User-generated content (UGC) could be a godsend for marketers. It promises to cut down on the roughly $10 billion spent on content in the U.S. alone, an estimated $1 billion of which is lost to waste due to inefficiencies. Moreover, there’s evidence to suggest it yields a better ROI than in-house media. According to Adweek, 64 percent of social media users seek UGC before making a purchasing decision, and UGC videos receive ten times more views than branded videos.

There’s a problem with UGC, though, and it’s a big one: Marketers often have to spend hours sifting through submissions to find relevant, repurposeable clips that fit a given theme. And it’s not getting any easier — last year, YouTube users uploaded 300 hours of videos every minute, and Cisco predicts that video will account for 82 percent of all web traffic by 2021.

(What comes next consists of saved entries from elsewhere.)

PR #715, opened 2026-08-13
fix(strings): read a negative substr/substr_replace length as bytes omitted from the end

Guikingone:
A negative `$length` means "omit this many bytes from the end" in PHP. `substr()` and `substr_replace()` read it as an error instead, and returned a plausible-looking string with no diagnostic.

| call | php | before |
|---|---|---|
| `substr("hello", 1, -1)` | `"ell"` | `"ello"` |
| `substr("hello", 0, -2)` | `"hel"` | `""` |
| `substr("hello", -4, -1)` | `"ell"` | `"ello"` |
| `substr_replace("hello", "X", 1, -1)` | `"hXo"` | `"hX"` |

## Two faults, and the first is why the second stayed hidden

`-1` doubled as the in-band marker for "no length argument". An explicit `substr($s, 1, -1)` was therefore indistinguishable from the two-argument call and kept the whole tail. Every *other* negative length took a different path and was clamped to zero, returning the empty string where PHP returns a prefix.

The two shapes fail in **opposite directions**, which is worth stating because it defeats a casual probe: testing only `-1` concludes "keeps too much", testing only `-2` concludes "returns nothing". Neither alone describes the defect.

## The fix removes the sentinel rather than moving it

Whether a length was *passed* is known from the operand count at compile time, so it is never encoded in the length's own value. `substr` emits the clamp only when a length was given.

`substr_replace` cannot do the same: its omitted-length signal is consumed by the runtime helper, which cannot see the operand count. It now receives `i64::MAX`. The helper bounds the length by the remaining tail **before** adding it to the offset, so a saturating value runs through the subject end by the ordinary path with no sentinel test — and that same bound is what keeps `offset + length` from overflowing. `-1` is then free to mean what PHP means by it.

## Re-measured before reimplementing

Both fixes already existed, on `backup/pre-squash-merge` and `backup/sprintf-and-compliance-*`, marked done in my notes and **never merged** — `git merge-base --is-ancestor` says neither is an ancestor of `main`.

Rather than replay the cluster, each claim was measured:

| stranded commit | claim | measured on `main` |
|---|---|---|
| `5648b925b` | `substr` negative length | 🔴 live |
| `be9b2a997` | `substr_replace` negative length | 🔴 live |
| `347964176` | `array_slice`/`array_splice` negative length | ✅ **dead** — landed by another route |
| `ccbae7dc9` | `filesize`/`filemtime` return `false` | 🔴 live, tracked separately |

Three of four live, one dead. Replaying the cluster wholesale would have added noise to `array_slice`, which someone fixed differently in the meantime. Reimplemented rather than cherry-picked: those commits carry a `Co-Authored-By` trailer that `AGENTS.md` forbids.

`filesize`/`filemtime` are left out of this PR deliberately — they overlap a stream/stat branch already in flight, and `filemtime("/absent")` currently returns uninitialised stack memory (`int(6125002896)`), which deserves its own change and its own witness.

## Verification

- Twelve `substr` rows and ten `substr_replace` rows against `php -n`. The expected strings in the tests were taken from **php's own output**, not from what elephc printed.
- Half of each fixture is controls, on purpose: the two-argument form, a zero length, a length past the end and an offset past the end all share the code path the sentinel removal touched.
- The whole `strings::search` family passes, **45/45**, including the pre-existing `substr` and `substr_replace` tests.
- Zero warnings, doctests green, generated docs in sync.

Measured on macOS-aarch64; both architectures were edited, and CI covers Linux ARM64 and x86_64.


Guikingone:
Valid, and applied wider than suggested — the block was wrong on **all four** lines, not the two flagged.

Read off the caller (`lower_substr_replace_x86_64`), which pops the offset, then the replacement pair, then the subject pair, and confirmed against the helper's own spill slots (`mov QWORD PTR [rbp - 8], rax` — "preserve the subject string pointer"):

| line | was | is |
|---|---|---|
| subject | `rdi/rsi` | `rax/rdx` |
| replacement | `rdx/rcx` | `rdi/rsi` |
| offset | `r8` | `rcx` |
| length | `r9` | `r8` |

So `rcx` and `r8` are right for the two lines you flagged, and the subject/replacement lines needed the same treatment. Fixed in 64fa11f, with a note that the assignment is elephc's own rather than System V argument order — that assumption is presumably what let a reader skip the check in the first place.

For the record on provenance: my negative-length commit rewrote the *descriptions* on two of those lines while keeping their register names, so it carried a pre-existing error forward rather than introducing one. The AArch64 block directly above is correct and always was, which is how the x86 one rotted unnoticed — the sibling doc reads right, so nobody cross-checks the other.

Documentation only; `strings::search` still passes 45/45.

nahime0 (approved):

PR #723, opened 2026-08-16
fix: parse assignment in operand position

### LINKED ISSUE #722: Assignment as the right operand of a comparison is rejected — breaks Composer's ClassLoader
# Assignment as the right operand of a comparison is rejected — breaks Composer's ClassLoader

**Version:** elephc 0.26.3 (Homebrew, `illegalstudio/tap`)
**Platform:** macOS 15 (Darwin 25.6.0), aarch64
**PHP target:** default (8.5)

## Summary

elephc's parser rejects an assignment appearing as the right operand of a
comparison operator — `false !== $pos = strrpos($s, '/')`. This is valid PHP and
is explicitly permitted by the language, but elephc reports `Invalid assignment
target` and then loses sync with the enclosing class body, producing a cascade
of spurious errors to the end of the file.

This idiom appears in `vendor/composer/ClassLoader.php`, so **every Composer
project currently fails to compile**, regardless of what the application code
looks like.

## Minimal reproduction

```php
<?php
$s = 'a/b';
if (false !== $pos = strrpos($s, '/')) {
    echo $pos;
}
```

```
$ php bug1.php
1

$ elephc bug1.php --check
error[bug1.php:3:11]: Invalid assignment target
error[3:38]: Expected ';'
error[5:1]: Unexpected token at statement position: RBrace
```

## Expected

Parses and type-checks. PHP's grammar permits an assignment on the right-hand
side of a comparison even though `=` has lower precedence than `!==`; the manual
documents this on the operator-precedence page ("Although `=` has lower
precedence than most other operators, PHP still allows expressions similar to
the following: `if (!$a = foo())`").

## Root cause

The reported column (3:11) points at the `!==` operator, and the message is
`Invalid assignment target` — so the parser appears to bind the comparison
first and then treat the result as the assignment's left-hand side:

```
(false !== $pos) = strrpos($s, '/')     // what elephc parses
false !== ($pos = strrpos($s, '/'))     // what PHP parses
```

This is not specific to `!==`. The same mis-parse occurs whenever an assignment
appears as the right operand of any higher-precedence binary operator:

| Expression | elephc |
|---|---|
| `if (false !== $p = strrpos($s, "/"))` | `Invalid assignment target` |
| `if (null !== $p = getenv("X"))` | `Invalid assignment target` |
| `while (false !== $p = strrpos($s, "/"))` | `Invalid assignment target` |
| `$x = 1 + $y = 2;` | `Invalid assignment target` |
| `if (false !== ($p = strrpos($s, "/")))` | OK |
| `if ($p = strrpos($s, "/"))` | OK |

The last two show the parser handles assignment-in-condition fine when it is
parenthesized or is the whole condition — only the "assignment as right operand"
position is affected.

## Impact

`vendor/composer/ClassLoader.php` uses this idiom three times (lines 500, 522
and 551 in Composer 2.8):

```php
while (false !== $lastPos = strrpos($subPath, '\\')) {
if (false !== $pos = strrpos($class, '\\')) {
if ($this->useIncludePath && $file = stream_resolve_include_path($logicalPathPsr0)) {
```

Compiling any file that pulls in `vendor/autoload.php` therefore fails with 14
errors before reaching application code:

```
error[vendor/composer/ClassLoader.php:500:26]: Invalid assignment target
error[500:64]: Expected ';'
error[522:19]: Invalid assignment target
error[529:9]: Unexpected token at statement position: RBrace
error[561:5]: Unexpected token at statement position: Private
error[561:13]: Expected variable after 'static'
...
```

Since the README advertises compile-time Composer PSR-4/PSR-0/classmap
autoloading, this is likely blocking that feature for most real projects.

Note also that the file cannot be worked around by excluding it: elephc resolves
the Composer autoload graph itself, so a broken vendor file is pulled in via a
`use` statement in another file even when it is not `require`d.

## Secondary issue: error recovery

After the first error the parser does not resynchronize at a statement or class
member boundary — it emits `Unexpected token at statement position: Private`,
`Expected variable after 'static'` and unbalanced `RBrace` errors for the rest of
the file. The 12 follow-on errors are all artifacts of the single mis-parse on
line 500. Recovering at the next `}` or member declaration would make the real
cause much easier to spot. (Possibly related to the closed checker-recovery
issues #612 / #597, but this one is in the parser.)

## Workaround

Parenthesize the assignment:

```php
while (false !== ($lastPos = strrpos($subPath, '\\'))) {
```

For Composer this has to be reapplied after every `composer install`, so it is
not viable for real use.

s2x:
## Summary

Fixes #722.

PHP spells assignment as `variable '=' expr`. Because the left-hand side must be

That’s why Adobe is tapping artificial intelligence (AI) to expedite the process. It today introduced Smart Tags for video, a feature of Experience Manager (AEM) — the San Jose company’s content management solution for building websites, mobile apps, and forms — that automatically generates tags for the hundreds of thousands of UGC clips contributed each month.

Smart Tags for video is now available in beta for a select group of participants interested in enterprise use cases.

“Over the past two years, we’ve … invested a lot of the really high-end computer vision models [Adobe’s] research teams have come forward [with] and are basically using that to automate the curation process,” Santiago Pombo, product manager of AEM, told VentureBeat in a phone interview.

Adobe Smart Tags

Smart Tags for video — which Adobe Research and Adobe’s Search team architected jointly using Adobe’s Sensei machine learning platform — produces two sets of tags for each clip. One describes roughly 150,000 classes of objects, scenes, and attributes, and the second corresponds to actions such as drinking, running, and jogging.

Smart Tags for video’s underlying tech builds on AEM’s image auto-tagger, trained on a collection of images from Adobe Stock. The system ingests individual frames in the target video to produce the first set of tags. And the second set is the product of a tagging algorithm trained on curated “action-rich” videos with accompanying labels, scraped from metadata from an internal Adobe video dataset. It’s applied to multiple frames in the video, and the results are aggregated to yield the final action tag set.

A score from zero to 100 accompanies each tag — an estimate of the accuracy of the system’s prediction. AEM customers can mark tags the system doesn’t get quite right, which removes them from the search index and produces a record of the disassociation. A log of incorrectly tagged assets are sent to anotators as feedback.

What’s truly novel about Smart Tag for video, Pombo said, is that it enables users to create search rules and filters based on an assets content, rather than manual tags and descriptions alone. Additionally, it allows them to specify a minimum confidence threshold for a specific tag or set of tags, ensuring a relevant selection of assets.

“These tools were put in place to [help] cut the signal from noise,” Pombo said. “The quality of the results … is much higher.”

Engineering the AI system wasn’t a walk in the park. Collectively, AEM customers perform ten search queries per second on average, which posed a significant latency challenge. And the Adobe Research team had to design an annotation pipeline that could handle the sizeable volume of UGC coming in.

“On the application side, we made out timing out errors a little bit more liberal than they were before beforehand to give a bit more slack for the classification. [And we partnered] very closely with the R&D team to … do optimizations to do better and more efficient frame selection to have a better representation,” Pombo said. “We also have … [an] interesting … infrastructure or architecture design [that allows us to] basically perform a lot of the tasks in parallel.”

The result of all that hard work? Smart Tag for video can process videos in four seconds or less.

Future work will focus on expanding the volume of videos the system can recognize, Pombo said. The current iteration classifies clips 60 seconds in length.

“When we were like measuring trade-offs, we figure[d] that we were going to optimize for [an] 80 percent use case … but I do think the next step is to … increase it to 10 minutes,” he said.